## THE PROBLEM
Both the line containing "Issue #307, opened 2026-06-26" and the line containing "bones are solid." belong to the span. Output exactly that span from the listing below, and nothing outside it.

== == ==

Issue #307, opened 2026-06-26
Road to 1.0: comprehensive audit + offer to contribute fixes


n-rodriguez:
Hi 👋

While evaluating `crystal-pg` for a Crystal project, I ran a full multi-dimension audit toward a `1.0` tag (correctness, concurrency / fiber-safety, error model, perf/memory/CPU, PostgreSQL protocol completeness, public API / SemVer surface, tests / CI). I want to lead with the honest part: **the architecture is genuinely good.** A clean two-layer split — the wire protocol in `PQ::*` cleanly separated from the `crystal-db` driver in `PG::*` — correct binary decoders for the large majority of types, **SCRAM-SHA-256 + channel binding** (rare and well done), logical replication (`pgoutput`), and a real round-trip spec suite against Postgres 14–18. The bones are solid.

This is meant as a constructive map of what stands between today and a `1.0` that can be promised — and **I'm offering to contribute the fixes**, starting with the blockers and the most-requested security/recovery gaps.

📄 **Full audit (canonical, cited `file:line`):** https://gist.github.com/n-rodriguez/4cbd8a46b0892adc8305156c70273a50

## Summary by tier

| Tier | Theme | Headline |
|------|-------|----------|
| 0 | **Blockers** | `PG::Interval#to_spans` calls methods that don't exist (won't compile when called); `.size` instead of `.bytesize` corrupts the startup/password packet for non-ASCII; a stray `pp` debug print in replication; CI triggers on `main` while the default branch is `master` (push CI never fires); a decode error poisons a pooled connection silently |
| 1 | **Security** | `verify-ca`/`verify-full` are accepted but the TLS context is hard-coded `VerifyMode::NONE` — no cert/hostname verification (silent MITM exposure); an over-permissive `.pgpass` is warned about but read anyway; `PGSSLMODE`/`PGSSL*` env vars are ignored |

== == ==

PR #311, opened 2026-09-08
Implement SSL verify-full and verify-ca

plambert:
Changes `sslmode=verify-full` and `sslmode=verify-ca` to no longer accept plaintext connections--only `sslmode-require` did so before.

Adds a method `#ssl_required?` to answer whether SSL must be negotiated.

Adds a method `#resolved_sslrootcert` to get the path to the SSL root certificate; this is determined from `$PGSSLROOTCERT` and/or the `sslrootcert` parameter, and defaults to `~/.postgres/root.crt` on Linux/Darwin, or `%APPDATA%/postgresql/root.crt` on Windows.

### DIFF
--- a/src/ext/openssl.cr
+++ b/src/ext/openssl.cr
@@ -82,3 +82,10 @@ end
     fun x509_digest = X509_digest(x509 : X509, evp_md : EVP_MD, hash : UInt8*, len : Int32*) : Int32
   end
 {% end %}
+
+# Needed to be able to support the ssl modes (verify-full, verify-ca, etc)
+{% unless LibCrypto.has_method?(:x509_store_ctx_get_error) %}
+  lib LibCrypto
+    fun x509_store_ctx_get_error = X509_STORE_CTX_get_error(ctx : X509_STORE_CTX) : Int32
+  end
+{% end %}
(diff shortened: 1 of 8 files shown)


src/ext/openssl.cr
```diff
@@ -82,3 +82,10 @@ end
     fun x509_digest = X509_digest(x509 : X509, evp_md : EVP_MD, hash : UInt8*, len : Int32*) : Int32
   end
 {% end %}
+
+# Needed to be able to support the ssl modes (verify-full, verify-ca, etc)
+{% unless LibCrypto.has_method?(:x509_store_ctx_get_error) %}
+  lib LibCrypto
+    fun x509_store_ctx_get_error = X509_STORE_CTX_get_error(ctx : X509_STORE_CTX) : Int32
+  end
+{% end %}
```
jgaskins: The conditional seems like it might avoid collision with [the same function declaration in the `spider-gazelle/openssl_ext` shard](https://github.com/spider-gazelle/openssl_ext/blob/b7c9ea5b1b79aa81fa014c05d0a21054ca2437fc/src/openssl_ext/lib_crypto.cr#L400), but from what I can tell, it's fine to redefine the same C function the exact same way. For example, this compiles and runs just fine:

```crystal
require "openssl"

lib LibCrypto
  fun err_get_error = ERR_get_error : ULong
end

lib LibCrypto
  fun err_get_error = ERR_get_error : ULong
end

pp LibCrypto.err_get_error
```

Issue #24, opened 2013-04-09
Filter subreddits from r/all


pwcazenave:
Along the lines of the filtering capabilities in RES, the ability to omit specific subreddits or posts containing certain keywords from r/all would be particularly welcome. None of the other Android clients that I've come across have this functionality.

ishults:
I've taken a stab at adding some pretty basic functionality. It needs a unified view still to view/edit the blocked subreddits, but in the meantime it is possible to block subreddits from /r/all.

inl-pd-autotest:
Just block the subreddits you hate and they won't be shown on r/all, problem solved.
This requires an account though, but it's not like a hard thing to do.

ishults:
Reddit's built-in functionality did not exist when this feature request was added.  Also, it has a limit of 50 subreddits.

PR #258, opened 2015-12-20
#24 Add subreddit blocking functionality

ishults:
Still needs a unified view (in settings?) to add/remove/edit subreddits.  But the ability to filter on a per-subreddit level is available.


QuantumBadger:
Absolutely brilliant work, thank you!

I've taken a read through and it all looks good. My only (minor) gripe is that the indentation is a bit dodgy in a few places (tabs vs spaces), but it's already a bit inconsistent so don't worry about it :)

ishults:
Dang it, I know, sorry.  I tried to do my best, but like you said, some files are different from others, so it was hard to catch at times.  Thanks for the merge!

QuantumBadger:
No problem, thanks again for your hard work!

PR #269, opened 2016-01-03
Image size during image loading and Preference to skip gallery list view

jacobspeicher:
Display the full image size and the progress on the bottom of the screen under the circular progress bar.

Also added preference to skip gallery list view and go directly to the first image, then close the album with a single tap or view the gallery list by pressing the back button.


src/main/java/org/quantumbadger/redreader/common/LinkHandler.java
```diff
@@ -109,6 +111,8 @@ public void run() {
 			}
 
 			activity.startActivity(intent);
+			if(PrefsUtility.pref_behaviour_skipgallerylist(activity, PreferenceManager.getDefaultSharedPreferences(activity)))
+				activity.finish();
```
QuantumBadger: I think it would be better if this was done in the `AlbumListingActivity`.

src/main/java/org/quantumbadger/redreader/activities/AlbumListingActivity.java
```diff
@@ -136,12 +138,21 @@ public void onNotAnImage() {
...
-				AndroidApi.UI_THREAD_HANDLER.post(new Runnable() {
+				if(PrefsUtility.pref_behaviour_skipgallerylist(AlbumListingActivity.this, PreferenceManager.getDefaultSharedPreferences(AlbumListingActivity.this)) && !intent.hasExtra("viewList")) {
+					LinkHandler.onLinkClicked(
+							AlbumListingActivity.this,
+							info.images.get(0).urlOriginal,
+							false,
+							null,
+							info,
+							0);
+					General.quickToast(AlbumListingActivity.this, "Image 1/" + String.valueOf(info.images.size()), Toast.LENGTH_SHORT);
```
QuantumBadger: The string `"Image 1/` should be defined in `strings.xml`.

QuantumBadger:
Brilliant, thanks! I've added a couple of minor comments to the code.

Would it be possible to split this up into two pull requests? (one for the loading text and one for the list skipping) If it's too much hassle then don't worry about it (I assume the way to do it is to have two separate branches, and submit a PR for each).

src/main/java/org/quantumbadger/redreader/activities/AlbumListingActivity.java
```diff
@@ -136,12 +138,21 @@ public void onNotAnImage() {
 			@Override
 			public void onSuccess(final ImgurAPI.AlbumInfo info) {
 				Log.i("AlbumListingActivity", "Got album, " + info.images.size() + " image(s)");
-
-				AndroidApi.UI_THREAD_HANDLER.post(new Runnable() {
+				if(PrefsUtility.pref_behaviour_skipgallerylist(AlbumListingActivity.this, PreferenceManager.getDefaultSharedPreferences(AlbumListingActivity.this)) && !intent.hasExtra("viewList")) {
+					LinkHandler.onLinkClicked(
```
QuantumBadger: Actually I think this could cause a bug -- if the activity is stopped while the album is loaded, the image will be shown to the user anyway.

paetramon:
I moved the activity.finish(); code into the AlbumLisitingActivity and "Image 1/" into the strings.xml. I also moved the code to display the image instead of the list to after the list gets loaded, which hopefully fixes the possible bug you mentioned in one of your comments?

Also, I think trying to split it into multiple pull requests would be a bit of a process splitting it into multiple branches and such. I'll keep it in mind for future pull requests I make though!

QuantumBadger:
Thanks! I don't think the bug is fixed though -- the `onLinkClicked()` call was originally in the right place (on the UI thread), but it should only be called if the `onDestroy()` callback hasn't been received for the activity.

== == ==

## SOLUTION TO THIS EXERCISE
Issue #307, opened 2026-06-26
Road to 1.0: comprehensive audit + offer to contribute fixes


n-rodriguez:
Hi 👋

While evaluating `crystal-pg` for a Crystal project, I ran a full multi-dimension audit toward a `1.0` tag (correctness, concurrency / fiber-safety, error model, perf/memory/CPU, PostgreSQL protocol completeness, public API / SemVer surface, tests / CI). I want to lead with the honest part: **the architecture is genuinely good.** A clean two-layer split — the wire protocol in `PQ::*` cleanly separated from the `crystal-db` driver in `PG::*` — correct binary decoders for the large majority of types, **SCRAM-SHA-256 + channel binding** (rare and well done), logical replication (`pgoutput`), and a real round-trip spec suite against Postgres 14–18. The bones are solid.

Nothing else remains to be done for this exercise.